Por essa razão, conforme também mostra o estudo, a tendência tem sido de aumento das desigualdades nos últimos anos. Tendência esta que foi agravada durante a pandemia. “Estas são as desigualdades que vemos no dia a dia, em nosso cotidiano. São verdadeiros abismos sociais que podem se revelar num trajeto de menos de 15 minutos em muitas de nossas cidades, e que se tornaram ainda mais graves ao longo dos últimos anos, como mostram os dados”, pontua Salata.
Como efeito da pandemia, não somente as desigualdades aumentaram como a média de rendimentos caiu e atingiu os menores valores da série histórica. Se em 2019 o rendimento médio era de R$ 1.935, em 2020 ele havia caído para R$ 1.830, e em 2021 chegava a R$ 1.698. No Distrito Federal, a renda média caiu de R$ 2.784 para R$ 2.476 naquele período. Na região metropolitana de Recife a queda foi de R$ 1.593 para R$ 1.079. E em Porto Alegre foi de R$ 2.218 para R$ 1.947.
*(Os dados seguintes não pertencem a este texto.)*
PR #572, opened 2022-07-10
Add support for MadeWithLau.com

arpachuilo:
Hello,

This PR adds support for madewithlau.com

Site uses a schema, but the given instructions are incomplete.

Thanks


jayaddison:
Thanks @arpachuilo!

It's kinda that's weird that the schema.org metadata in the source HTML doesn't appear to include the full instructions, only a partial set of them.  Nice catch.

(I'd also note that we don't usually require/add step numbers to each instruction -- but I don't think there's any harm in retaining the text from the headers, so no changes required there)

This looks good to me :+1:

jayaddison (approved):

jayaddison:
(this is now published and available in v14.8.0)

Issue #321, opened 2021-02-17
Feature Request: system health information


weightwatchers-carlanderson:
**Test suite passing tests != system health**
While there is a robust test suite (1000+ tests at current time), it is offline, i.e. based on checked in, cached HTML webpages. While those help ensure that refactoring of code doesn't break existing functionality, it doesn't protect against changes in websites in the real world. Web scraping is notoriously fragile. Domains change content and CSS classes all the time.
Thus, a test that passes on the cached HTML does not necessarily work on the live version of the site.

“A pandemia gerou o pior cenário possível, com queda brutal da média de renda e aumento significativo das desigualdades. Isso significa que a população das nossas metrópoles está, em geral, mais empobrecida, e os recursos mais concentrados entre os estratos mais altos. A consequência esperada e mais palpável disso é o aumento da pobreza e da extrema pobreza”, afirma Marcelo Ribeiro.
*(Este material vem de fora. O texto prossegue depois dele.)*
PR #576, opened 2022-07-16
Added ethanchlebowski.com scraper

ruudschouten:


recipe_scrapers/ethanchlebowski.py
```diff
@@ -0,0 +1,41 @@
...
+        return self.schema.yields()
+
+    def image(self):
+        return self.schema.image()
+
+    def ingredients(self):
+        return self.schema.ingredients()
+
+    def instructions(self):
+        return self.schema.instructions().split("\n")
```
jayaddison, line 32: This might seem a bit odd, but currently we return a single string from the `instructions` method, so to be consistent with the other scrapers, we should remove the `.split("\n")` here.

We have a plan in #283 to add a method `instructions_list` that returns items in list format.

@hhursev @bfcarpio I think I'll go ahead and add the `instructions_list` method soon and migrate all the scrapers to that (with a default implementation of `instructions` that newline-joins the results).

ruudschouten: I was suspecting something like that was going on, fixed

tests/test_ethanchlebowski.py
```diff
@@ -0,0 +1,65 @@
...
+        self.assertEqual("Huevos Rancheros", self.harvester_class.title())
+
+    def test_category(self):
+        self.assertEqual(None, self.harvester_class.category())
+
+    def test_total_time(self):
+        self.assertEqual(13, self.harvester_class.total_time())
+
+    def test_yields(self):
+        self.assertEqual("0 servings", self.harvester_class.yields())
```
jayaddison, line 25: Huh, interesting.  In the recipe HTML, the yield is described using a schema.org field called `yield`, whereas we expect to read it from `recipeYield`.

Both seem to be valid field names according to schema.org: https://schema.org/Recipe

O estudo também mostra que os efeitos da pandemia de Covid-19 sobre indicadores de pobreza e desigualdades se fizeram sentir a partir de 2021, quando aumentaram abruptamente. Entre o final de 2020 e o início de 2021, segundo os dados do estudo, a taxa de pobreza aumenta rapidamente de 19% para 24,7%, e a extrema pobreza sobe de 4,1% para 6,7%. Segundo Andre Salata, “a piora súbita dos indicadores de pobreza e desigualdades se dá logo no primeiro trimestre de 2021, justamente quando o governo federal decide interromper o pagamento do Auxílio Emergencial, a partir de uma avaliação equivocada da situação.”
Os coordenadores do estudo enfatizam que uma série de fatores explicam a piora dos indicadores sociais nas regiões metropolitanas brasileiras ao longo dos últimos anos, incluindo o aumento da taxa de desocupação entre 2014 e 2017, a redução da atividade econômica naquele período, a estagnação dos programas de transferência de renda em termos de valores de corte e número de beneficiários, a perda do poder de compra do salário mínimo e, nos últimos anos, o choque da pandemia e o aumento da inflação.
Segundo Marcelo Ribeiro, “diante de um quadro de tamanha gravidade, é preciso agir com urgência no sentido de estimular a criação de empregos e, também, de garantir que o Estado consiga atender aos mais pobres com políticas sociais robustas, bem desenhadas e sustentáveis”.